リムスキー=コルサコフ 交響組曲『シェヘラザード』第2楽章《カランダール王子の物語》

 


カランダールとは、諸国行脚の苦行僧のこと。シェヘラザードの主題に始まり、ファゴットによる3/8拍子のメロディがカレンダー王の主題を示す。その後、中間部ではトロンボーンやトランペットの力強い響きが特徴的。そして様々な主題が絡み合い、力強く激しく終わる。

 

母と兄からは「音楽を職業にすることは、充分な収入が約束されない」と説得され、彼は海軍士官にならざるを得なくなる。
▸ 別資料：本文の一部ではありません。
PR #2556, opened 2026-07-28
build: add experimental CRoaring amalgamation

wxyucs:
## Change Type

- [ ] Bug fix
- [ ] New feature
- [x] Improvement/Refactor
- [ ] Documentation
- [x] CI/Build/Infra

## Linked Issue

Not applicable: this is a `kind/improvement` experimental build alternative.

## What Changed

- Keep the existing CRoaring v3.0.1 source-archive integration active and
  unchanged.
- Add `roaringbitmap_amalgamation.cmake` as an explicitly experimental,
  commented-out alternative beside the active include.
- Download the three official v3.0.1 release assets (`roaring.c`, `roaring.h`,
  and `roaring.hh`) with pinned SHA-256 verification when a developer manually
  switches the adjacent includes.
- Build the same local `roaring` target while preserving C11, include/link
  interfaces, PIC/static/shared behavior, AVX controls, warning isolation, and
  install/export behavior.

There is no option or automatic selection: normal builds retain the established
archive path. When manually enabled, the experimental implementation transfers
1,232,827 bytes instead of the 100,717,067-byte archive, a reduction of
99,484,240 bytes (98.775950%).

## Test Evidence

```text
Default active archive include, root configure and roaring build: passed
Default archive integration, CMake 3.22 URL path, linked consumer: passed
Temporary root include switch to the experimental implementation: configured
Experimental clean official download with CMake 3.22: passed
Experimental roaring target and linked bitmap consumer: passed
Experimental module included twice under CMake 3.22: passed
CMake 3.22 STREQUAL variable match and mismatch semantics: passed
Two CMake 3.22 configurations sharing the experimental cache: lock/reuse passed
Downloaded SHA-256 values and exact three-file sizes: matched pinned metadata
Experimental AVX definitions stayed private to roaring.c: verified
git diff --check: passed
git diff origin/main -- docs: empty
```

The temporary include switch used for validation was restored. The committed
state keeps `roaringbitmap.cmake` active and the experimental include commented.

## Compatibility Impact

- Default API, ABI, downloads, override behavior, and installation remain
  unchanged.
- The alternative is opt-in only through a deliberate source-level include
  switch and has no offline-build contract or user-facing documentation.

## Risk and Rollback

- Risk is isolated because the new implementation is inactive by default.
- Remove the commented include and experimental file to remove the alternative;
  the existing archive integration requires no rollback.

## Checklist

- [ ] I have linked the relevant issue (not required for `kind/improvement`)
- [x] No documentation changes are included
- [x] The commit follows the Conventional Commit and DCO requirements

### DIFF
--- a/extern/roaringbitmap/roaringbitmap_amalgamation.cmake
+++ b/extern/roaringbitmap/roaringbitmap_amalgamation.cmake
@@ -1,0 +1,101 @@
+include_guard (GLOBAL)
+
+set (roaringbitmap_version 3.0.1)
+set (roaringbitmap_release_url
+    "https://github.com/RoaringBitmap/CRoaring/releases/download/v${roaringbitmap_version}")
+set (roaringbitmap_source_dir
+    "${DOWNLOAD_DIR}/roaringbitmap-v${roaringbitmap_version}")
+file (MAKE_DIRECTORY "${roaringbitmap_source_dir}")
+
+function (vsag_download_roaringbitmap_asset asset_name asset_sha256)
+    set (asset_path "${roaringbitmap_source_dir}/${asset_name}")
+    file (LOCK "${asset_path}.lock"
+        GUARD FUNCTION
+        TIMEOUT 120
+        RESULT_VARIABLE lock_result)
+    if (NOT "${lock_result}" STREQUAL "0")
+        message (FATAL_ERROR "Failed to lock the CRoaring cache for ${asset_name}: ${lock_result}")
+    endif ()
+
+    if (EXISTS "${asset_path}")
+        file (SHA256 "${asset_path}" cached_sha256)
+        if ("${cached_sha256}" STREQUAL "${asset_sha256}")
+            message (STATUS "Using cached CRoaring asset: ${asset_path}")
+            return ()
+        endif ()
+        message (STATUS "Replacing CRoaring asset with unexpected hash: ${asset_path}")
+        file (REMOVE "${asset_path}")
+    endif ()
+
+    set (asset_url "${roaringbitmap_release_url}/${asset_name}")
+    set (temporary_path "${asset_path}.tmp")
+    file (REMOVE "${temporary_path}")
+    message (STATUS "Downloading CRoaring asset: ${asset_url}")
+    file (DOWNLOAD
+        "${asset_url}"
+        "${temporary_path}"
+        STATUS download_status
+        LOG download_log
+        SHOW_PROGRESS
+        TLS_VERIFY ON
+        INACTIVITY_TIMEOUT 15
+        TIMEOUT 90)
+    list (GET download_status 0 download_code)
+    list (GET download_status 1 download_message)
+    message (VERBOSE "CRoaring download log for ${asset_url}:\n${download_log}")
+    if (NOT download_code EQUAL 0)
+        file (REMOVE "${temporary_path}")
+        message (FATAL_ERROR
+            "Failed to download CRoaring ${asset_name} from ${asset_url}: ${download_message}")
+    endif ()
+
+    file (SHA256 "${temporary_path}" downloaded_sha256)
+    if (NOT "${downloaded_sha256}" STREQUAL "${asset_sha256}")
+        file (REMOVE "${temporary_path}")
+        message (FATAL_ERROR
+            "CRoaring ${asset_name} SHA-256 mismatch from ${asset_url}: expected "
+            "${asset_sha256}, got ${downloaded_sha256}")
+    endif ()
+    file (RENAME "${temporary_path}" "${asset_path}")
+endfunction ()
+
+# These are the official amalgamation assets attached to the pinned CRoaring release.
+vsag_download_roaringbitmap_asset (
+    roaring.c d1fe3f22b11968d6edf6648b55c96a8df57f5875453be0409c8d5b4afeec3353)
+vsag_download_roaringbitmap_asset (
+    roaring.h 57e0abc5e3f48e7c47743e49f1261747b41686993949896b3809f255ab5e282b)
+vsag_download_roaringbitmap_asset (
+    roaring.hh 81d9cfc5704ea8fddd53bfe0b20b4678c8d3143d1a47ec684c009a9100c1f530)
+
+# Preserve upstream target names for compatibility, even though roaring also exposes this include
+# path directly. Match upstream BUILD_SHARED_LIBS behavior without installing CRoaring.
+add_library (roaring-headers INTERFACE)
+add_library (roaring-headers-cpp INTERFACE)
+target_include_directories (roaring-headers INTERFACE "${roaringbitmap_source_dir}")
+target_include_directories (roaring-headers-cpp INTERFACE "${roaringbitmap_source_dir}")
+
+add_library (roaring "${roaringbitmap_source_dir}/roaring.c")
+add_library (roaring::roaring ALIAS roaring)
+set_target_properties (roaring PROPERTIES
+    C_STANDARD 11
+    C_STANDARD_REQUIRED ON
+    SOVERSION 15
+    VERSION 3.0.0
+    WINDOWS_EXPORT_ALL_SYMBOLS ON)
+target_include_directories (roaring PUBLIC "${roaringbitmap_source_dir}")
+target_link_libraries (roaring PUBLIC roaring-headers roaring-headers-cpp)
+
+if (DISABLE_AVX_FORCE OR NOT COMPILER_AVX_SUPPORTED)
+    target_compile_definitions (roaring PRIVATE ROARING_DISABLE_AVX=1)
+endif ()
+if (DISABLE_AVX512_FORCE OR NOT COMPILER_AVX512_SUPPORTED)
+    target_compile_definitions (roaring PRIVATE CROARING_COMPILER_SUPPORTS_AVX512=0)
+endif ()
+if (CMAKE_C_COMPILER_ID MATCHES "AppleClang|Clang|GNU")
+    target_compile_options (roaring PRIVATE -Wno-unused-function)
+endif ()
+
+if (NOT TARGET vsag_roaring_headers)
+    add_library (vsag_roaring_headers INTERFACE)
+endif ()
+target_include_directories (vsag_roaring_headers INTERFACE "${roaringbitmap_source_dir}")
--- a/cmake/VSAGThirdParty.cmake
+++ b/cmake/VSAGThirdParty.cmake
@@ -42,6 +42,8 @@ include (extern/cpuinfo/cpuinfo.cmake)
 include (extern/fmt/fmt.cmake)
 include (extern/thread_pool/thread_pool.cmake)
 include (extern/tsl/tsl.cmake)
+# Experimental feature; enable it by switching the commented include.
+# include (extern/roaringbitmap/roaringbitmap_amalgamation.cmake)
 include (extern/roaringbitmap/roaringbitmap.cmake)
 
 if (ENABLE_TOOLS AND ENABLE_CXX11_ABI)


extern/roaringbitmap/roaringbitmap.cmake
```diff
@@ -1,47 +1,116 @@
...
+vsag_download_roaringbitmap_asset (
+    roaring.c d1fe3f22b11968d6edf6648b55c96a8df57f5875453be0409c8d5b4afeec3353)
+vsag_download_roaringbitmap_asset (
+    roaring.h 57e0abc5e3f48e7c47743e49f1261747b41686993949896b3809f255ab5e282b)
+vsag_download_roaringbitmap_asset (
+    roaring.hh 81d9cfc5704ea8fddd53bfe0b20b4678c8d3143d1a47ec684c009a9100c1f530)
+
+# Match the upstream target name and BUILD_SHARED_LIBS behavior without installing CRoaring.
+add_library (roaring-headers INTERFACE)
+add_library (roaring-headers-cpp INTERFACE)
```
LHT129: [note] The `roaring-headers` and `roaring-headers-cpp` INTERFACE targets are redundant here. `target_include_directories(roaring PUBLIC "${roaringbitmap_source_dir}")` already propagates the include directory to all consumers of `roaring`. Adding `target_link_libraries(roaring PUBLIC roaring-headers roaring-headers-cpp)` sets the same include paths a second time via the INTERFACE targets. This is harmless but adds unnecessary CMake targets that serve no functional purpose.

If the intent is to match upstream target names for potential future compatibility, consider adding a comment explaining that these are placeholder targets reserved for that purpose. Otherwise they can be removed.

wxyucs: Good point. These interface targets are intentionally retained to preserve the upstream CMake target names for compatibility, even though the include propagation is redundant. I added a comment documenting that purpose.

extern/roaringbitmap/roaringbitmap.cmake
```diff
@@ -1,47 +1,117 @@
...
+vsag_download_roaringbitmap_asset (
+    roaring.hh 81d9cfc5704ea8fddd53bfe0b20b4678c8d3143d1a47ec684c009a9100c1f530)
+
+# Preserve upstream target names for compatibility, even though roaring also exposes this include
+# path directly. Match upstream BUILD_SHARED_LIBS behavior without installing CRoaring.
+add_library (roaring-headers INTERFACE)
+add_library (roaring-headers-cpp INTERFACE)
+target_include_directories (roaring-headers INTERFACE "${roaringbitmap_source_dir}")
+target_include_directories (roaring-headers-cpp INTERFACE "${roaringbitmap_source_dir}")
+
```
LHT129: [note] The `roaring` target does not set `POSITION_INDEPENDENT_CODE`. When `BUILD_SHARED_LIBS=ON`, CMake automatically compiles with `-fPIC`, so the shared-library path is covered. However, if someone builds `roaring` as a static library (the default when `BUILD_SHARED_LIBS=OFF`) and later links it into a shared library, the linker may fail with relocation errors on some platforms (e.g., certain Linux configurations).

Consider adding:
```cmake
set_target_properties(roaring PROPERTIES POSITION_INDEPENDENT_CODE ON)
```

This is low-risk since the PR description confirms PIC scenarios were tested, but it would make the build more robust for downstream consumers who embed VSAG as a static dependency within a shared library.

LHT129 (commented):
This is a well-executed build-system improvement that reduces CRoaring dependency download size by ~98.8% (from ~100 MB to ~1.2 MB) by switching from the full source archive to the three official amalgamation assets.

**Summary of changes:**
- `extern/roaringbitmap/roaringbitmap.cmake`: Replaced `FetchContent` with manual `file(DOWNLOAD)` for the three amalgamation files (`roaring.c`, `roaring.h`, `roaring.hh`), with SHA-256 verification and deterministic caching. Manually creates the `roaring` target with matching upstream properties (C11, SOVERSION, AVX disable, etc.).
- `cmake/VSAGOptions.cmake`: Updated `DOWNLOAD_DIR` docstring to reflect broader usage beyond `ExternalProject`.
- `docs/`: Updated both English and Chinese offline-build guides to document the CRoaring-specific override behavior (directory/base URL instead of single archive).

**What I checked:**
- Correctness: The amalgamation files are verified with pinned SHA-256 hashes. The download function handles cached, mirrored, local, and upstream fallback paths correctly. The `roaring` target properties match upstream behavior.
- Security: `TLS_VERIFY ON` is set. Hashes are pinned. No command injection vectors.
- Compatibility: `vsag_roaring_headers` now points to the amalgamation root directory (where `roaring.h` and `roaring.hh` live), which is correct for the single-file layout. The `roaring-headers`/`roaring-headers-cpp` INTERFACE targets are retained for upstream name compatibility.
- Documentation: Both EN and ZH guides accurately describe the new override behavior.

**One minor note** (posted as inline comment): The `roaring` target does not set `POSITION_INDEPENDENT_CODE`. This is fine for the shared-library path, but static-library consumers embedding VSAG in a shared library may benefit from adding it. Non-blocking.

Overall this PR is in good shape. The existing inline discussion about the INTERFACE targets has been resolved with an explanatory comment.

extern/roaringbitmap/roaringbitmap.cmake
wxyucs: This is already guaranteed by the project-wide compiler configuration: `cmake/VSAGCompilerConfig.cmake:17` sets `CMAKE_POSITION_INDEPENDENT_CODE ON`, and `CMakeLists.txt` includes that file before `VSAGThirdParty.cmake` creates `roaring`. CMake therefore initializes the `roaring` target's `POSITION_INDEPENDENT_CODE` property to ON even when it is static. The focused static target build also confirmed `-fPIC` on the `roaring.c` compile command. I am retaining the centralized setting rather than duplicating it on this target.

海軍士官になるためには、世界一周の遠洋航海に出かけることが必須であり、18歳の士官候補生はクロンシュタット港を出発した。

 

若き作曲家は、船上でも作曲することができるであろうと望みをつなぐことで、家族に同意したのだった。しかしその環境は、音楽を作曲するのに相応しいものではない。次々に降りかかる任務のため音楽に割く時間はなかったし、船にはピアノや他の楽器のあろうはずもない。また乗組員の誰一人として、音楽に関心のある者はいないようだった。

 

そんな状況の中、航海を始めて数カ月の間、主にイギリスでの長い停泊の間に、彼は交響曲のアンダンテを作曲した。しかしリムスキーの音楽に対する情熱は、徐々に弱まっていく。リムスキーは「音楽は、もはや自分の人生の一部ではない」とすら考えるようになった。

 

遠洋航海は、28ヵ月の間続く。この間にリムスキーは、ドイツ、イギリス、アメリカ合衆国、ブラジル、フランスそしてスペインを訪問していた。

 

航海中、彼は様々な自然、特に海については北半球・赤道付近、南半球それぞれで嵐で荒れたり、穏やかであったりする様子を、また南半球では星を散りばめた満天の空を見る事になる。これらの自然の情景は、彼の記憶に強い印象を残した。単に強い印象を残しただけでなく、彼はその音楽的才能を持って後にこれらを表現する事になる。「管弦楽の錬金術師」と称される、オーケストレーションの達人・リムスキー=コルサコフは、こうして誕生した。

 

1859年からピアノを始め、1861年にバラキレフと出会って、ようやく真剣に作曲に打ち込むようになると、バラキレフはリムスキー=コルサコフが航海演習のない時に作曲の指導をして、励ましてくれた。バラキレフとの出会いによって、後の「五人組」の同人となる他の作曲家とも面識を得た。

 

1871年、それまで音楽や作曲については、独学や「五人組」の仲間内での集団学習だけだったにもかかわらず、ペテルブルク音楽院から作曲と管弦楽法の教授に任命される。その翌年に、作曲家でピアニストのナジェージダ・プルゴリトと結婚。音楽院での最初の数年間は「五人組」時代の知識不足を埋め合わせるために、和声法や対位法について根気強く勉強し続けた。